*** Given data Section Begins ***

PR #155, opened 2016-08-05
Mission: Add wobbly windows.

smspillaz:
Link to libwindowfx_wobbly (from libwobbly) and add a new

*** Given data Section Ends ***

Work instructions:
Word for word, give the material above a second time.

Problem solution:
PR #155, opened 2016-08-05
Mission: Add wobbly windows.

smspillaz:
Link to libwindowfx_wobbly (from libwobbly) and add a new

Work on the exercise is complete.